Throughout Asia, Singapore is one of the few nations that has pursued a liberal aviation policy; it does not prevent foreign investors from holding a majority share of ownership or control in an airline. The one exception is Singapore Airlines, in which foreign ownership is restricted to 50 per cent. To date, Singapore’s Ministry of Transport has concluded over 100 bilateral air service agreements with other countries. Of these, 40 are Open Skies Agreements, in which common restrictions on the number of flights that may be operated between and beyond the contracting states have been removed. To a large extent, this liberal approach has also influenced the framework within which the assessment of airline consolidation activities takes place under the supervision of the Competition Commission of Singapore (CCS).
Late last year, the threat of the complete exit of Tiger Airways from the market prompted the CCS to approve the proposed acquisition by Singapore Airlines of an increased interest in Tiger Airways. The CCS was notified of the transaction under the CCS’ voluntary merger control rules. During its review of the proposed acquisition, the CCS found that the transaction would lead to a monopoly situation on five routes and to significant competition concerns on a further five routes. However, the transaction was ultimately cleared after the parties had successfully demonstrated that the stringent conditions of the failing firm defence were met in the case, i.e. the likely bankruptcy and exit of Tiger Airways would have posed even greater competition concerns than allowing the transaction to proceed. In contrast with other jurisdictions in Asia, Singapore takes a “macro” view in weighing the benefits and anticompetitive effects arising from a proposed transaction, affording much greater flexibility in determining the outcome of an assessment.

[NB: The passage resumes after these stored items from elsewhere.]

Issue #1769, opened 2014-06-27
Inconsistency with MRI when adding a month to a date near Date::ITALY


robin850:
Hello,

There is a disparity between JRuby and MRI dealing with dates close to the calendar reform in Italy (i.e. 4th October of 1582). Using JRuby 1.7.13 and MRI 2.1.2:

``` ruby
>> require 'date'
=> true
>> date = Date.new(1582, 9, 9);

>> RUBY_ENGINE
=> "jruby"
>> (date >> 1).day
=> 19

>> RUBY_ENGINE
=> "ruby"
>> (date >> 1).day
=> 4
```

Since in Italy, October 5 to 14 don't exist in 1582, MRI is returning the day of the reform. However, it looks like JRuby is correctly adding a month to the original date but it's also adding 10 days.

The problem lies on the Joda side since [`#>>`](https://github.com/jruby/jruby/blob/8df1f563710f4c1c3afe9fb7a684e40f1a01e8b7/lib/ruby/2.1/date.rb#L1457) is relying on a `Joda::DateTime` object.

For the record, this disparity make the [following test](https://github.com/rails/rails/blob/9c492885d178b1a3d0de2f710a8a276db3d867b2/activesupport/test/core_ext/date_ext_test.rb#L147-L156) to fail in the Rails' test suite. Here's a failing test for your suite as RubySpec doesn't deal with the standard library anymore:

``` diff
diff --git a/test/mri/date/test_date_arith.rb b/test/mri/date/test_date_arith.rb
index 745ddbd..145d263 100644
--- a/test/mri/date/test_date_arith.rb
+++ b/test/mri/date/test_date_arith.rb
@@ -190,6 +190,15 @@ class TestDateArith < Test::Unit::TestCase
     assert_equal([2001, 2, 28], [d.year, d.mon, d.mday])
   end

+  def test_nex_month__with_calendar_reform
+    calendar_reform_italy = [1582, 10, 4]
+
+    d = Date.new(1582, 9, 9) >> 1
+    assert_equal(calendar_reform_italy, [d.year, d.mon, d.mday])
+    d = Date.new(1582, 9, 10) >> 1
+    assert_equal(calendar_reform_italy, [d.year, d.mon, d.mday])
+  end
+
   def test_next_year
     d = Date.new(2000,1,31).next_year(-1)
     assert_equal([1999, 1, 31], [d.year, d.mon, d.mday])
```

Have a nice day!

eregon:
[...]

Issue #2867, opened 2015-04-22
Date#next_year difference behvior with MRI


gazay:
> bug from AS rails tests

Seems to related to https://github.com/jruby/jruby/issues/1769

```ruby
# jruby master
irb(main):002:0> require 'date'
=> true
irb(main):003:0> Date.new(1581,10,10).next_year
=> #<Date: 1582-10-20 ((2299166j,0s,0n),+0s,2299161j)>

# ruby 2.2.2
irb(main):002:0> require 'date'
=> true
irb(main):003:0> Date.new(1581,10,10).next_year
=> #<Date: 1582-10-04 ((2299160j,0s,0n),+0s,2299161j)>
```

headius:
This could be simple so I'm marking for beginners.

raeoks:
It seems like a good bug to get started.
@eregon had already posted a solution at #1769, but he also mentioned that it's likely to be fairly slow.
@headius Let me know if you something like that in mind.

headius:
I'm not concerned about the performance if we can get a fix in for this for JRuby 9k RC2. @eregon or @raeoks, can you make a PR so we can wrap this up?

eregon:
I'll let @raeoks take care of it since he already worked on adding tests/specs.

eregon:
Fixed by #3157 and #3091.

eregon:
Thanks @raeoks for your contribution and the specs!

raeoks:
@eregon It's been a pleasure to work on JRuby. Next I'll move on to another `beginner` bug.

PR #3091, opened 2015-06-29
[#2867] modified Date#>> to take calendar reforms under consideration

raeoks:
- added tests for next month with calendar reform
- uses solution provided in #1769 comments
- also fixes issues #1769


kares:
@raeoks would you mind trying to target **jruby-1_7** so that this is fixed in JRuby 1.7.x as well?

@eregon since its mostly your work-around ... any thoughts on getting those in?

eregon:
These tests would be useful in RubySpec. You can just do a separate commit touching `spec/ruby`.

Well, if this behavior must be supported, I'd say there is not much choice.

raeoks:
I'll move test cases from `test/mri/date/test_date_arith.rb` to `spec/ruby/library/date`'s `add_month_spec.rb` and `next_year_spec.rb` files.
Also I'll be start working on creating a new pull request to fix same issue on jruby-1_7.

headius:
The changes look ok to me but I defer to @eregon on when and whether this should merge.

eregon:
@raeoks Could you move the test cases to specs? Or should I do it?

raeoks:
@eregon I'll do and doing it right now.

raeoks:
@eregon Should I create a new pull request resolving #2867 for Jruby 1.7?

eregon:
I guess yes but better ask @kares.
@raeoks Is this PR ready to be merged?

kares:
optimally, there would be only one PR targeting **jruby-1_7** (branch is periodically merged to master) ...

eregon:
I applied the commits to 1.7, 1.9-mode (1.8 Date is just so different and should not be affected the same way by this bug): 40e9140209d944f424c965ccdf8b2304b8c2aade and ec80a3209e54cb259c45851375d0a2c2fb7334d0.

I guess the merge in this case would not work so well (date.rb moved quite a bit), so I'd rather merge #3157 in master instead.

As competition grows increasingly fierce in the region, Asian airlines are facing mounting pressure to enhance their competitiveness through synergies and by optimising their network coverage. Unlike in Singapore, civil aviation regimes in most other Asian jurisdictions continue to lag behind; ownership and control constraints constitute the main hindrance to consolidation between airlines of different nationalities in the form of full mergers. Against this background, airlines in the region have sought other methods of overcoming these antiquated restrictions, notably through the establishment of more complex forms of cooperation, including alliances and joint ventures. For this reason, alliances and joint ventures are expected to become the preferred approach for airlines to achieve growth and improvement in performance and profitability in the foreseeable future. In this context, the CCS has in recent years already approved a number of extensive cooperation arrangements, including those between Singapore Airlines and Air New Zealand, Etihad and Jet Airways, and Emirates and Qantas. In neighbouring jurisdictions, similar joint ventures have also been approved (albeit within a materially different regulatory context) by way of antitrust immunity from national transport authorities. Of note are those between Japan Airlines, British Airways and Finnair, and All Nippon Airways and Lufthansa which received immunity from Japan’s Ministry of Land, Infrastructure, Transport and Tourism.
While a number of airlines in the region have already entered into similar alliance and joint venture arrangements with foreign carriers, there remains ample potential for these opportunities to be explored further.